### Task details
Each line from the one that has "--- a/kafka/pykafka/producer.py" through the end of the entries below must be written out exactly; leave out all other lines.
[[ Provided material open ]]
PR #139, opened 2015-04-14
Revert "move pykafka.producer __init__ argspec to base producer"

yungchin:
This reverts commit 0ebe693873815d0a9114673a2013265f7dd48694 partially:
as discussed in #134 explicit argspecs are to be preferred - the
inspect-based hack that I'm reverting here had already slipped into
master with #133.

### DIFF
--- a/kafka/pykafka/producer.py
+++ b/kafka/pykafka/producer.py
@@ -1,4 +1,3 @@
-import inspect
 import logging
 import time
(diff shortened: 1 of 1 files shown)


yungchin:
No longer needed as @kbourgoin did the same in ac4b7001759d5c14490f24c8079f3ecb576a9ba4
[[ Provided material closed ]]
### Answer space
--- a/kafka/pykafka/producer.py
+++ b/kafka/pykafka/producer.py
@@ -1,4 +1,3 @@
-import inspect
 import logging
 import time
(diff shortened: 1 of 1 files shown)


yungchin:
No longer needed as @kbourgoin did the same in ac4b7001759d5c14490f24c8079f3ecb576a9ba4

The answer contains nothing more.